Kemudian, pada 2016, KPK telah menginisiasi sistem e-SPDP (Surat Pemberitahuan Dimulainya Penyidikan). Basaria berpendapat, hal ini merupakan upaya sinergi dan koordinasi penanganan perkara antara KPK dengan lembaga penegak hukum lain. Ia berharap, di 2017, sistem e-SPDP sudah benar-benar berjalan di KPK, Polisi, dan Kejaksaan.

"Sepanjang 2016, KPK telah menerima SPDP dari pihak Kejaksaan sebanyak 661 SPDP, dan dari Kepolisian sebanyak 255. Mestinya sih harusnya lebih banyak, apalagi dari Kepolisian. Kalau sistem ini sudah selesai, kita harapkan nanti semua akan terekam dengan baik di seluruh Indonesia," tuturnya.

Pencapaian lainnya adalah pelatihan bersama antara KPK dan penegak hukum lainnya. KPK telah melakukan pelatihan bersama di beberapa daerah, seperti di Jawa Barat, DKI Jakarta, Aceh, dan Sumatera Barat. Pelatihan bersama ini diikuti oleh 713 aparat penegak hukum yang terdiri dari Kepolisian, Kejaksaan, termasuk auditor BPK, BPKP, dan PPATK.

Basaria menyadari bahwa apa yang dilakukan KPK sepanjang 2016 memang belum sempurna. Oleh karena itu, ia sangat mengharapkan masukan dan kritik dari masyarakat. Ia menilai, masukan dan kritikan dari masyarakat sebagai upaya bersama dalam upaya pemberantasan korupsi.

Tunggakan perkara
Meski KPK telah melakukan 77 penuntutan di tahun 2016, masih ada beberapa tunggakan perkara yang belum ditingkatkan ke penuntutan.

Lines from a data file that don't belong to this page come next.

PR #692, opened 2026-08-17
fix: refuse a null Iceberg manifest path instead of crashing (#691)

### LINKED ISSUE #691: Latent memory bug: a PgColumnarAvroManifestFile struct-layout change crashes iceberg_scan on assert builds (ASAN-clean)
Adding a single field to `PgColumnarAvroManifestFile` crashes `iceberg_scan` on an **assert build**, with a `SIGSEGV` (signal 11) in the manifest read path. This is a latent memory bug: the code that consumes the decoded manifest-list array is size-correct on its face (`av_read_ocf` allocates `sizeof(PgColumnarAvroManifestFile) * n`, the consumer indexes `mfs[mi]`), yet a struct-layout change is enough to move the fault from benign padding onto live memory.

It surfaced while finishing #686. The `min_sequence_number` cosmetic (report a null as SQL NULL, mirroring the `has_sequence_number` fix from #644) adds one `bool has_min_sequence_number` to the struct and sets it in the decoder. That change alone triggers the crash, so the cosmetic is **deferred to this issue**; the #686 `parallel_copy` FIFO fix shipped separately in #690.

## Reproduction
- Apply: add `bool has_min_sequence_number;` after `min_sequence_number` in `columnar_avro.h`, set it in `av_decode_manifest_file` (`e->has_min_sequence_number = have;`), and emit SQL NULL for it in the `read_manifest_list` SRF (all mirror the merged `has_sequence_number` handling).
- On a **PG18 assert lane** (clean build): `test/iceberg_malformed.sh` FAILS with `client backend was terminated by signal 11`, failed process `iceberg_scan(.../nullseq_ctl/...)`; the postmaster reinitializes and later arms cascade. Deterministic across 3 runs. Reverting only `columnar_avro.c`/`.h` removes the crash (revert-isolated). (Independently reproduced by the reviewer.)

## What rules out the obvious, and points at the cause
- **Not a heap out-of-bounds.** Built under `pg18_san` (AddressSanitizer) and ran `iceberg_scan` on `nullseq_ctl`, `nullseq`, `danglingschema_ctl`, `legacyschema`, with and without the fixtures relocated (so `ice_rebase` runs): all correct, **no ASAN report**. A heap/stack OOB would trip ASAN.
- **Not seen on non-assert.** `test/iceberg_malformed.sh` passes on `pg18_nc` (non-assert), and the SRF arrays are correctly sized `[13]`.
- The assert-only-but-ASAN-clean signature points at an **uninitialized-memory read** (ASAN does not detect these; only MSAN/valgrind do), which the assert allocator exposes: with `RANDOMIZE_ALLOCATED_MEMORY`/clobbering, a `palloc` (not `palloc0`) chunk or a field the decoder does not always set is filled with a non-zero pattern, and after the layout shift a pointer read of it dereferences garbage. `av_read_ocf` uses `palloc0`, so the suspect is a *different* allocation of a related struct, or a manifest-file field read on a path where the decoder left it unset.

## Suggested next step
Run `iceberg_malformed` under valgrind or an MSAN build (not ASAN) on the assert lane to catch the uninitialized read, or attach a backtrace from the assert-build core (`-O0`), which will name the faulting function directly.

Severity: latent (not triggered on `main` today, only by a struct change), but it is a memory-safety fragility in the untrusted-metadata Iceberg read path, so worth understanding before the next field is added there.

jdatcmd:
Fixes the **live backend crash** part of #691 (a #644-class "refuse malformed, do not crash" gap). Does not fully close #691: the uninitialized-read *origin* that made #690's struct-layout change surface a null path on *valid* data, and the deferred `min_sequence_number` cosmetic, stay open there (they need valgrind/MSAN and only matter for re-adding the cosmetic).

## The bug (live on `main`, any build)
The reader decodes a manifest and manifest list against the Avro schema **embedded in the file**, which the table author controls. So a `manifest_path` (or a data/delete `file_path`) can be declared `union[null,string]` and encoded null. `ice_rebase` passed that null to `ice_strip_scheme`, which `strncmp`'d it → SIGSEGV. Reachable from `iceberg_scan` / `iceberg_data_files` / the Iceberg FDW. This is a genuine null-deref, not the assert-only artifact from #690 — it crashes a non-assert build too.

## The fix
`ice_rebase` refuses a null recorded path with `DATA_CORRUPTED` before touching it — the one choke every recorded path (manifest, data, delete) passes through — so the guard covers all callers.

## TDD evidence (RED proven on current main)
New arm in `iceberg_malformed`: a manifest-list whose `manifest_path` is the Avro union null branch.
- **RED on `main` (non-assert):** `iceberg_data_files` on it SIGSEGVs — `client backend was terminated by signal 11`; the arm gets `[]` and the "backend still up" probe fails.
- **GREEN after the guard:** `XX001`, backend still up. Reverting the guard reproduces the crash (guard-lines=0 confirms the revert).

Neighbor iceberg suites unchanged (`iceberg_scan`, `iceberg_deletes`, `iceberg_data_files`, `iceberg_name_mapping`, `iceberg_fdw`, `iceberg_dv`) — valid tables have non-null paths, so the guard never fires spuriously.


OffgridwithJD (approved):
Approving under cross-review. Independently verified the security fix and, importantly, the security *claim*.

I owed a proof that this is a live crash on a normal build (not the assert-only #690 artifact), so I built #692 on a **non-assert** PG18 (pg18n) and reverted only the `ice_rebase` guard back to main. Result: the hostile fixture SIGSEGVs the backend on a non-assert build:

```
client backend was terminated by signal 11: Segmentation fault
Failed process was running: iceberg_data_files(.../nullmanifestpath/.../t.metadata.json)
```

So a hostile Iceberg table whose manifest-list declares `manifest_path` as an Avro `["null","string"]` union and nulls it crashes the backend on shipped main. That is a genuine #644-class denial of service, confirmed independent of #690.

The fix closes it correctly:
- The guard is at the `ice_rebase` choke point (`recorded_path == NULL` -> `DATA_CORRUPTED`), which every manifest/data/delete path passes through. The #690 crash reached the same `strncmp(NULL)` via `iceberg_scan`; this one via `iceberg_data_files`. One guard covers both entry points.
- On the guarded build `iceberg_malformed` passes (29 checks) including "backend still up after the null-manifest_path refusal"; reverting the guard reproduces the crash. So the arm is load-bearing, not vacuous.

Small non-blocking note: the arm exercises the `manifest_path` case; a null *data* or *delete* path funnels through the same guard so is covered, but is not separately arm-tested. Fine as is.

Correctly scoped as "Part of #691" (the uninit-read origin and the min cosmetic stay there); my valgrind offer stands for the origin when you re-add the cosmetic. jd merges.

Seperti, kasus dugaan korupsi pengadaan tiga unit Quay Container Crane (QCC) PT Pelindo II tahun 2010 dengan tersangka mantan Direktur Utama PT Pelindo II (Persero) Richard Joost Lino.

Ketua KPK Agus Rahardjo mengatakan, kasus Pelindo II merupakan kasus peninggalan pimpinan KPK sebelumnya. Ia mengaku, kasus itu belum "matang" untuk ditingkatkan ke penuntutan. Alasan utamanya adalah karena masih berupaya menyelesaikan besaran penghitungan kerugian keuangan negara. (Baca Juga: RJ Lino Tersangka Pengadaan Crane Pelindo II)

"Kita masih mengirim beberapa penyidik ke RRC. Di beberapa kasus memang (soal) kapasitas orang yang menangani kasus, kemudian ditimpa kasus OTT, sehingga kasus yang ditangani tertunda. Harapan kami, dengan penambahan banyak orang di 2017, kecepatan (penanganan kasus) bisa dipercepat," tandasnya.